Попадавшиеся на дороге здоровались, как всегда – спокойно и
вежливо. Ни тени нервозности, ни единого встревоженного или обеспокоенного
взгляда. И он понял, что о Вадиме еще не знают. Следовательно, не подозревает о
случившемся и Кузьмич. Значит, милиции здесь еще не было, а это несколько
странно, пора бы им и нагрянуть с деликатной беседой…

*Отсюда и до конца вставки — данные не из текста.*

PR #1769, opened 2022-01-21
Add `vue/quote-props` rule

ota-meshi:
This PR adds `vue/quote-props` rule that applies `quote-props` rule to expressions in `<template>`.


FloEdelmann (approved):
Looks good to me!

PR #1771, opened 2022-01-21
Fix false positives for `v-bind="obj"` with `v-model` in `vue/attributes-order` rule

### LINKED ISSUE #1767: vue/attributes-order doesn't order v-bind correct
**Checklist**

-  I have tried restarting my IDE and the issue persists.
-  I have read the [FAQ](https://eslint.vuejs.org/user-guide/#faq) and my problem is not listed.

Распахнул дверь вычислительного центра, молча кивнул Ольге.
Она улыбнулась, быстро встала, выпорхнула в коридор. Оправила белый халат,
тряхнула темными волосами:
– Ты куда улетучился ранней порой? Из собственной
квартиры так исчезать – это уже пошлость…
– А ты что, ничего не слышала?
– Что, стреляли? – фыркнула она.
– Из базуки, – он улыбнулся вполне
безмятежно. – Да пустяки, приехал Равиль и сдернул с подушки, были дела на
товарном дворе… Тебе привет от Светки Глаголевой. Я к ним на фирму заезжал.
– Вадим, часом, не у нее похмеляется? Что-то запропал,
ищут его…
– Когда это он похмелялся? – пожал плечами
Данил. – Должно быть, форс-мажор какой нарисовался… – Он подал ей
конверт. – Вот что, золотце, просмотри-ка бегло эти дискетки, скажешь
потом, что на них нарисовано, а я бегу к Кузьмичу…
В приемной, обставленной трудами братской словенской фирмы,
одиноко сидел крепыш в широченных полосатых брюках и черной кожанке. Здесь
такой экземпляр, Данил смекнул моментально, мог оказаться в одном-единственном
качестве – охранника пребывавшего в кабинете Кузьмича визитера. Захожий
бодигард старательно нажевывал резинку и поливал Жанну восхищенно-вожделеющими
взглядами, что она великолепнейшим образом игнорировала. От нее веяло ледяным
холодом и недоступностью, как от Эльбруса. Вряд ли пацан знал слово «светский»,
но Жанна определенно подавляла его утонченно-доскональным обликом светской
дамы, и строить словесный мостик он вряд ли успел осмелиться.